### WHAT TO DO
Report each line of the records below that uses the word "will".

### MATERIALS PROVIDED
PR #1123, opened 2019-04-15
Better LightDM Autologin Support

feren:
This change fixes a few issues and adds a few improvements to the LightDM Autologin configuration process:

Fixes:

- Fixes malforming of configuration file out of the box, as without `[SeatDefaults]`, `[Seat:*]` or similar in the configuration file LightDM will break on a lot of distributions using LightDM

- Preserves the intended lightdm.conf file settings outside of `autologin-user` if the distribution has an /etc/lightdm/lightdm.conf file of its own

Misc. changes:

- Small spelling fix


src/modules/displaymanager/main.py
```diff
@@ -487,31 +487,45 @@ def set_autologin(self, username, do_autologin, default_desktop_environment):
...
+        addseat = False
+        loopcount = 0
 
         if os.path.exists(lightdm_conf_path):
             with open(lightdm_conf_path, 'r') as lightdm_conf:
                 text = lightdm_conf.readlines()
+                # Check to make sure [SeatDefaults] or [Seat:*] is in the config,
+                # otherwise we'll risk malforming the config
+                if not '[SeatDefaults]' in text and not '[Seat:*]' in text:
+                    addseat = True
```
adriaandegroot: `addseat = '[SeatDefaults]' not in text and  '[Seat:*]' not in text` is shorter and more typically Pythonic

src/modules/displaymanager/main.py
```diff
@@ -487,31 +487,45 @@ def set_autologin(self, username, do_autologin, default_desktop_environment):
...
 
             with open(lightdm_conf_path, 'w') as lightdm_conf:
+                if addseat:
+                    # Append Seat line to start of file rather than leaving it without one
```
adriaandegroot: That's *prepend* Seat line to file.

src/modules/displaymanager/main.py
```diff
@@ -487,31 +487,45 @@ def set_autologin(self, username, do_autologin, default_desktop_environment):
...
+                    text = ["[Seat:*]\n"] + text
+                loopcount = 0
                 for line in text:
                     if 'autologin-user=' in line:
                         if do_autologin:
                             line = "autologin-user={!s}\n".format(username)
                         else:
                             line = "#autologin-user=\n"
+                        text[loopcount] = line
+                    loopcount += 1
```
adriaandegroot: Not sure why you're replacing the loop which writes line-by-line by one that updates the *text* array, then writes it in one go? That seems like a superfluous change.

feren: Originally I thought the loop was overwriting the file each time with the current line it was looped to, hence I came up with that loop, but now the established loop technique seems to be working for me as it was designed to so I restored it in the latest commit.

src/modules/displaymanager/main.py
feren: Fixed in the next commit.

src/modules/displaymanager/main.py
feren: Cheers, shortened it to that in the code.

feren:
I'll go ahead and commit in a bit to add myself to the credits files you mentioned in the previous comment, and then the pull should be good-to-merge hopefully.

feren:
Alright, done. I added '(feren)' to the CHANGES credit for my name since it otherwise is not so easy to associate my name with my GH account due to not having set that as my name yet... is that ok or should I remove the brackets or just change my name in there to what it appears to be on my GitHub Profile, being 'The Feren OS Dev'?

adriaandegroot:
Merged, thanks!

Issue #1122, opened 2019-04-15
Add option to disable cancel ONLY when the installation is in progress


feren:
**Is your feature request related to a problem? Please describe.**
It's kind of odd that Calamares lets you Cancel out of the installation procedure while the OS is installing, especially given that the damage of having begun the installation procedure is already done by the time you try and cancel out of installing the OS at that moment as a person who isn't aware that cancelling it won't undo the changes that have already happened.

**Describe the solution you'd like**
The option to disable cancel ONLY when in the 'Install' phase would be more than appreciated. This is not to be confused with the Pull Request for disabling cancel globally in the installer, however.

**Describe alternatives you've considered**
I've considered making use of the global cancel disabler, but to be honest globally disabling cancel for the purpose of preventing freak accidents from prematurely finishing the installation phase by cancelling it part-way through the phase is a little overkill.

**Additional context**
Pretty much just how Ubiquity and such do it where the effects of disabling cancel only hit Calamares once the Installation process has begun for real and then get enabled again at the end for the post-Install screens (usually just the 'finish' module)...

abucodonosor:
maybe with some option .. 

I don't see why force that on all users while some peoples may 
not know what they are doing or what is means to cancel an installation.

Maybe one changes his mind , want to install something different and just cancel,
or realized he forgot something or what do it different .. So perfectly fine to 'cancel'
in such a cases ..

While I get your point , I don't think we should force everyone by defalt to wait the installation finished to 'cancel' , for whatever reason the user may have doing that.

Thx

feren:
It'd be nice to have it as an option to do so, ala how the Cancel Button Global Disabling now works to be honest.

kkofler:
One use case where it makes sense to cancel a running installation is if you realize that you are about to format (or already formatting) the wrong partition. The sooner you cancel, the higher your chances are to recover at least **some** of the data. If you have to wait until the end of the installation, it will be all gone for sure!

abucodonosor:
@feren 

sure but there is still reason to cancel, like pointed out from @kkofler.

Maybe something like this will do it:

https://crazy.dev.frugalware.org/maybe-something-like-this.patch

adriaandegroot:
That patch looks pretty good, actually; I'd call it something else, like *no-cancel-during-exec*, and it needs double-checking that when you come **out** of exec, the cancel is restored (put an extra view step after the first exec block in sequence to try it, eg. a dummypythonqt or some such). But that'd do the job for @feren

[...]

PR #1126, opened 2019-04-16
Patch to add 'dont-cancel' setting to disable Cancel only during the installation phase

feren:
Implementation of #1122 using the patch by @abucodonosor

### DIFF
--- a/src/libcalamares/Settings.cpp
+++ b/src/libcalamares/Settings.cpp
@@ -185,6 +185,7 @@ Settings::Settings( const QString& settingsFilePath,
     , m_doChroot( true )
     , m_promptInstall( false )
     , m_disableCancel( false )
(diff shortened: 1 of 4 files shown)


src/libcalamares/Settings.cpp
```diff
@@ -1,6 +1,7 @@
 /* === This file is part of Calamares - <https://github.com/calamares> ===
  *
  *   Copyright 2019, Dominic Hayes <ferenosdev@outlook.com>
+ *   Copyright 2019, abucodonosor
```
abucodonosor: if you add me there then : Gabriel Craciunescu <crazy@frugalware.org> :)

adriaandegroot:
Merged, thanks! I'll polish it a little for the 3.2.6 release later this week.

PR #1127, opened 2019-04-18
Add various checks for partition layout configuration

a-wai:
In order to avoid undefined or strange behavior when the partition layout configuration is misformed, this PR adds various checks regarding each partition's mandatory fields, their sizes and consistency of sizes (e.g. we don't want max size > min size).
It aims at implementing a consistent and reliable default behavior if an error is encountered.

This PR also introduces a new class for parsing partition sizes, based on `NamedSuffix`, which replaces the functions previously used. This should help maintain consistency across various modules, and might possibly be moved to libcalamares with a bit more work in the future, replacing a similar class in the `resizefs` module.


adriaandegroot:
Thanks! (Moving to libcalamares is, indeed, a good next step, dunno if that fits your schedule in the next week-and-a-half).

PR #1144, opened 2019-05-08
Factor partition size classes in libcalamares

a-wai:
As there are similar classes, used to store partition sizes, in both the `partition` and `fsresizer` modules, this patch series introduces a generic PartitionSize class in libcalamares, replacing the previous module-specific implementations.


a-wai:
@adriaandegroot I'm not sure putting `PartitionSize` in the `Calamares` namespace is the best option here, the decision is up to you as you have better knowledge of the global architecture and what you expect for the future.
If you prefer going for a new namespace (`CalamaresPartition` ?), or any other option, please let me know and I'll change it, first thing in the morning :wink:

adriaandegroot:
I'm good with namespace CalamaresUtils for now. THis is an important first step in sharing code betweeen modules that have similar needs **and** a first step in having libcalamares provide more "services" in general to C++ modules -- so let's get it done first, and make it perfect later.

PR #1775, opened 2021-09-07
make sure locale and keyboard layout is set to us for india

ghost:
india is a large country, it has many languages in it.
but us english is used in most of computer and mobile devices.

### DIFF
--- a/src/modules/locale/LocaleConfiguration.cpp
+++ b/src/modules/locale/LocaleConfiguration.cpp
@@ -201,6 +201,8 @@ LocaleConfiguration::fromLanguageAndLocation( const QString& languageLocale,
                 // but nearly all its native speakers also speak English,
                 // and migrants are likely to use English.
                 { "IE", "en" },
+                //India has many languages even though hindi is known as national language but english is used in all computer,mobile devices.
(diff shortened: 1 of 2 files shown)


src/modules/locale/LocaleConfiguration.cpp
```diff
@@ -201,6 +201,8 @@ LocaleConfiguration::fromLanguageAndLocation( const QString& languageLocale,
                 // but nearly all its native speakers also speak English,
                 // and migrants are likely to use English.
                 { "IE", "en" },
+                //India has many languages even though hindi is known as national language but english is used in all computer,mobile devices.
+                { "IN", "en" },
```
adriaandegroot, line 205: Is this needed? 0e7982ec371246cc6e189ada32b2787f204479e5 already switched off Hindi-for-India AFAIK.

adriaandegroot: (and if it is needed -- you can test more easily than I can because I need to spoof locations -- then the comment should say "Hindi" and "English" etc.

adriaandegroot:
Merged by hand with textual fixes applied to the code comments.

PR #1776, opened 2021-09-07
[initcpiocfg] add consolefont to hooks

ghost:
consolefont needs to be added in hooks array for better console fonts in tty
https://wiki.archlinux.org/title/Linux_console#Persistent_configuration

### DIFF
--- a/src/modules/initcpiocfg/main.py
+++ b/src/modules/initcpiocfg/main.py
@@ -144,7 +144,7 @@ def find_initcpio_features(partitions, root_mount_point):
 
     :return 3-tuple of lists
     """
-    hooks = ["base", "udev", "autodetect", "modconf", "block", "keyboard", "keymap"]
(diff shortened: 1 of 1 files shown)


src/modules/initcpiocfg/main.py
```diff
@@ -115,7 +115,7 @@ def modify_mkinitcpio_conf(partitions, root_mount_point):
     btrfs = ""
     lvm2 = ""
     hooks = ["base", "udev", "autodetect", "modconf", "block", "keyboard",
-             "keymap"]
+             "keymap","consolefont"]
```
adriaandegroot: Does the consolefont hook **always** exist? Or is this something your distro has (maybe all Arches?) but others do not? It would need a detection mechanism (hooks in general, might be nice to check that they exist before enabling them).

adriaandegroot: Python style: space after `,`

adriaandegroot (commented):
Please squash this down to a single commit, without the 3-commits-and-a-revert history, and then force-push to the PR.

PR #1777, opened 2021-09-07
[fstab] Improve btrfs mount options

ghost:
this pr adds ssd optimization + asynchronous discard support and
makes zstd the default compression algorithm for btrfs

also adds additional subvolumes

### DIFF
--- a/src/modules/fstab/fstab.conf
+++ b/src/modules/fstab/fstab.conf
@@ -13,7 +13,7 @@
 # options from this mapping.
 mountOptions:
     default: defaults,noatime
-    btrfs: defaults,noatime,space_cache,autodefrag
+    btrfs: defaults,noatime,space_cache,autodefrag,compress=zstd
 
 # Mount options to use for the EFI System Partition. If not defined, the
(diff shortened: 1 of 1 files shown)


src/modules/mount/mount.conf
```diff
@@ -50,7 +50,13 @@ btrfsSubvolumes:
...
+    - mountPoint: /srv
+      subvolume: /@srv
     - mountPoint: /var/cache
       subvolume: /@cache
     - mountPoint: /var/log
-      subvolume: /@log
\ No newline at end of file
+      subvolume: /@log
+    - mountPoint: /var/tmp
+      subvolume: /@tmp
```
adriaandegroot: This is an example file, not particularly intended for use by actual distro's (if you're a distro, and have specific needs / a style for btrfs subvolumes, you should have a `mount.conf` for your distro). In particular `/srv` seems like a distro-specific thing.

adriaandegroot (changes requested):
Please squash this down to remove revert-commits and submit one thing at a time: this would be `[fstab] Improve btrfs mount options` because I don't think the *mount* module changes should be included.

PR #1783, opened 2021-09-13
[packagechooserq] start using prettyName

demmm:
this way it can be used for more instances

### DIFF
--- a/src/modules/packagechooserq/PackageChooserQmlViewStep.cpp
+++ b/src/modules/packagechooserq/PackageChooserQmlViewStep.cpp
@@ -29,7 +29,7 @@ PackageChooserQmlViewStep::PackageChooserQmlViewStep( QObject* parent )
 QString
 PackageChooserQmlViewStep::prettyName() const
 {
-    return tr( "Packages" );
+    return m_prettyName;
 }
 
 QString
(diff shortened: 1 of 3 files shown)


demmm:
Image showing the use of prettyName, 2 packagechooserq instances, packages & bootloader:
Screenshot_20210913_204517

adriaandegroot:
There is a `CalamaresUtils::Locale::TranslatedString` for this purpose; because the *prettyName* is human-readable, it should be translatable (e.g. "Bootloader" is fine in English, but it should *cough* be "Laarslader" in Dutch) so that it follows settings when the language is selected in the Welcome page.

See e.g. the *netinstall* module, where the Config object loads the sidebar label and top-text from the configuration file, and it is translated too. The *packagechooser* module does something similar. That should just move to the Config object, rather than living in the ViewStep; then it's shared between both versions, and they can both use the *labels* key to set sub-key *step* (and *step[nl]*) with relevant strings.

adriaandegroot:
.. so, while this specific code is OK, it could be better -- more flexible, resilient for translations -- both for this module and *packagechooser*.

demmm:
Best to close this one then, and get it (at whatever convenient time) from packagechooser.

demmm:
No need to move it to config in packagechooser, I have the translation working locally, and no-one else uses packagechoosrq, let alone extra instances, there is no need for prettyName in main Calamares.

### SOLUTION
- Fixes malforming of configuration file out of the box, as without `[SeatDefaults]`, `[Seat:*]` or similar in the configuration file LightDM will break on a lot of distributions using LightDM
One use case where it makes sense to cancel a running installation is if you realize that you are about to format (or already formatting) the wrong partition. The sooner you cancel, the higher your chances are to recover at least **some** of the data. If you have to wait until the end of the installation, it will be all gone for sure!
Maybe something like this will do it:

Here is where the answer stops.